[[ INFORMATION GIVEN open ]]
PR #123, opened 2018-03-20
GAWB-3314: create pet SA in google if it only exists in OpenDJ (also add missing key resiliency)

MatthewBemis:

In all cases:

### DIFF
--- a/src/main/scala/org/broadinstitute/dsde/workbench/sam/google/GoogleExtensions.scala
+++ b/src/main/scala/org/broadinstitute/dsde/workbench/sam/google/GoogleExtensions.scala
@@ -186,23 +186,27 @@ class GoogleExtensions(val directoryDAO: DirectoryDAO, val accessPolicyDAO: Acce
   }
 
   def createUserPetServiceAccount(user: WorkbenchUser, project: GoogleProject): Future[PetServiceAccount] = {
-    val (petSaID, petSaDisplayName) = toPetSAFromUser(user)
+    val (petSaName, petSaDisplayName) = toPetSAFromUser(user)
 
-    // First find or create the service account in Google, which generates a unique id and email
-    val petSA = googleIamDAO.getOrCreateServiceAccount(project, petSaID, petSaDisplayName)
+    // First find or create the service account in Google, which generates a unique id and email.
+    // We do this first because the pet may have been deleted from Google by an outsider, which would
+    // leave behind a reference in OpenDJ. It is not enough to just see if the pet exists in OpenDJ.
+    val petSA = googleIamDAO.getOrCreateServiceAccount(project, petSaName, petSaDisplayName)
     petSA.flatMap { serviceAccount =>
-      // Set up the service account with the necessary permissions
-      val petServiceAccount = PetServiceAccount(PetServiceAccountId(user.id, project), serviceAccount)
       // If the service account doesn't exist in OpenDJ, create it
       directoryDAO.loadPetServiceAccount(PetServiceAccountId(user.id, project)).flatMap {
         case Some(pet) => Future.successful(pet)
-        case None =>
+        case None => {
+          // Set up the service account with the necessary permissions
+          val petServiceAccount = PetServiceAccount(PetServiceAccountId(user.id, project), serviceAccount)
+
           setUpServiceAccount(petServiceAccount) andThen { case Failure(_) =>
             // If anything fails with setup, clean up any created resources to ensure we don't end up with orphaned pets.
             removePetServiceAccount(petServiceAccount).failed.foreach { e =>
-              logger.warn(s"Error occurred cleaning up pet service account [$petSaID] [$petSaDisplayName]", e)
+              logger.warn(s"Error occurred cleaning up pet service account [$petSaName] [$petSaDisplayName]", e)
             }
           }
+        }
       }
     }
   }
--- a/src/main/scala/org/broadinstitute/dsde/workbench/sam/google/GoogleExtensions.scala
+++ b/src/main/scala/org/broadinstitute/dsde/workbench/sam/google/GoogleExtensions.scala
@@ -188,21 +188,22 @@ class GoogleExtensions(val directoryDAO: DirectoryDAO, val accessPolicyDAO: Acce
   def createUserPetServiceAccount(user: WorkbenchUser, project: GoogleProject): Future[PetServiceAccount] = {
     val (petSaID, petSaDisplayName) = toPetSAFromUser(user)
 
-    directoryDAO.loadPetServiceAccount(PetServiceAccountId(user.id, project)).flatMap {
-      case Some(pet) => Future.successful(pet)
-      case None =>
-        // First find or create the service account in Google, which generates a unique id and email
-        val petSA = googleIamDAO.getOrCreateServiceAccount(project, petSaID, petSaDisplayName)
-        petSA.flatMap { serviceAccount =>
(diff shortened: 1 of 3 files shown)


src/main/scala/org/broadinstitute/dsde/workbench/sam/google/GoogleExtensions.scala
```diff
@@ -228,7 +229,7 @@ class GoogleExtensions(val directoryDAO: DirectoryDAO, val accessPolicyDAO: Acce
       maybePet <- directoryDAO.loadPetServiceAccount(PetServiceAccountId(userId, project))
       result <- maybePet match {
         case Some(pet) => googleKeyCache.removeKey(pet, keyId)
-        case none => Future.successful(())
+        case None => Future.successful(())
```
MatthewBemis, line 236: fortunately this worked before...

src/main/scala/org/broadinstitute/dsde/workbench/sam/google/GoogleExtensions.scala
```diff
@@ -188,21 +188,22 @@ class GoogleExtensions(val directoryDAO: DirectoryDAO, val accessPolicyDAO: Acce
...
 
-    directoryDAO.loadPetServiceAccount(PetServiceAccountId(user.id, project)).flatMap {
-      case Some(pet) => Future.successful(pet)
-      case None =>
-        // First find or create the service account in Google, which generates a unique id and email
-        val petSA = googleIamDAO.getOrCreateServiceAccount(project, petSaID, petSaDisplayName)
-        petSA.flatMap { serviceAccount =>
-          // Set up the service account with the necessary permissions
-          val petServiceAccount = PetServiceAccount(PetServiceAccountId(user.id, project), serviceAccount)
+    // First find or create the service account in Google, which generates a unique id and email
```
MatthewBemis: gpalloc and other "rogue" beings may delete a pet SA in google, leaving a reference to it behind in Sam.

previously we would check to see if the pet SA existed in OpenDJ, and assume everything was cool in google if it existed. since that's not always going to be the case, i've switched up the ordering to first getOrCreate the pet in google and then create the pet in opendj if needed.

per my local logs, the extra google call appears to add about ~500ms to each call to get an existing key.

src/main/scala/org/broadinstitute/dsde/workbench/sam/google/GoogleExtensions.scala
jmthibault79: ha

src/main/scala/org/broadinstitute/dsde/workbench/sam/google/GoogleExtensions.scala
```diff
@@ -188,21 +188,22 @@ class GoogleExtensions(val directoryDAO: DirectoryDAO, val accessPolicyDAO: Acce
...
+    val petSA = googleIamDAO.getOrCreateServiceAccount(project, petSaID, petSaDisplayName)
+    petSA.flatMap { serviceAccount =>
+      // Set up the service account with the necessary permissions
+      val petServiceAccount = PetServiceAccount(PetServiceAccountId(user.id, project), serviceAccount)
```
jmthibault79: This is thrown away if it's in OpenDJ so we should move that to the `None` below

src/main/scala/org/broadinstitute/dsde/workbench/sam/google/GoogleExtensions.scala
```diff
@@ -188,21 +188,22 @@ class GoogleExtensions(val directoryDAO: DirectoryDAO, val accessPolicyDAO: Acce
   def createUserPetServiceAccount(user: WorkbenchUser, project: GoogleProject): Future[PetServiceAccount] = {
     val (petSaID, petSaDisplayName) = toPetSAFromUser(user)
```
jmthibault79: I was wondering what the difference was between`petSaID` and the `PetServiceAccountId` below.  Turns out this is a *name* rather than an ID.  Please rename it as such.

src/main/scala/org/broadinstitute/dsde/workbench/sam/google/GoogleExtensions.scala
jmthibault79: Thanks!  Add a comment indicating why we may need to recreate the GooglePet even if it's in OpenDJ, so we don't accidentally "optimize" this in the future

jmthibault79:
Looks good.  I would also like to see an integration test with a rogue pet deletion and confirmation that `getPetServiceAccountKey()` still works afterward.

MatthewBemis:
@jmthibault79 i've added an integration test but i'm concerned now that it could have side effects on other tests on other fiabs since it is using the default project. this would likely be rare, but it's still a possibility.

i've updated it locally to use GPAlloc but there is a permissions issue when deleting the pet SA from google. i'll need to dive in further to see what's wrong. depending on the amount of work required to get it to work with GPAlloc, we may want to merge this with the test ignored and a follow-up to re-enable it with GPAlloc.

jmthibault79:
Thanks!  I wonder if `googleIamDAO` is trying to remove it as the test-runner user and they don't have the right perms

MatthewBemis:
@jmthibault79 in the latest commit i also added some resiliency for the case we originally talked about where a key has been deleted directly from the SA but still exists in the Google bucket. this wasn't related to the errors you were seeing, but i did end up noticing a case where things could go wrong

src/main/scala/org/broadinstitute/dsde/workbench/sam/google/GoogleKeyCache.scala
```diff
@@ -73,11 +73,17 @@ class GoogleKeyCache(val googleIamDAO: GoogleIamDAO, val googleStorageDAO: Googl
...
     val keyRetired = System.currentTimeMillis() - mostRecentKey.timeCreated.toEpochMilli > 86400000L * googleServicesConfig.googleKeyCacheConfig.activeKeyMaxAge
 
-    if(keyRetired) furnishNewKey(pet)
+    val keyPathPattern = """([^\/]+)\/([^\/]+)\/([^\/]+)""".r
+    val keyPathPattern(project, petSaEmail, keyId) = mostRecentKey.value
+
+    //The key may exist in the Google bucket cache, but could have been deleted from the SA directly
+    val keyExistsForSA = serviceAccountKeys.exists(_.id.value.contentEquals(keyId))
+
+    if(keyRetired || !keyExistsForSA) furnishNewKey(pet)
```
MatthewBemis, line 86: also we do not need to worry about deleting the key, we can wait for the lifecycle to pick them up

dvoet: what happens if key is already gone from google when deleted from bucket?

dvoet (approved):
make sure error is handled when deleting a key from google and it does not exist

src/main/scala/org/broadinstitute/dsde/workbench/sam/google/GoogleKeyCache.scala
MatthewBemis: it's handled without an issue:

1) pub/sub message is triggered
2) sam tries to delete it, gets a 404 which recovers gracefully in HttpGoogleIamDAO 
3) sam sees this as a success and acks the message

jmthibault79 (approved):
ok to ignore the test for now, to make other tests more reliable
[[ INFORMATION GIVEN closed ]]
* **WHAT YOU HAVE TO DO**
Copy all lines from the data that hold the word "dvoet".

* **ANSWER FOR THE TASK**
dvoet: what happens if key is already gone from google when deleted from bucket?
dvoet (approved):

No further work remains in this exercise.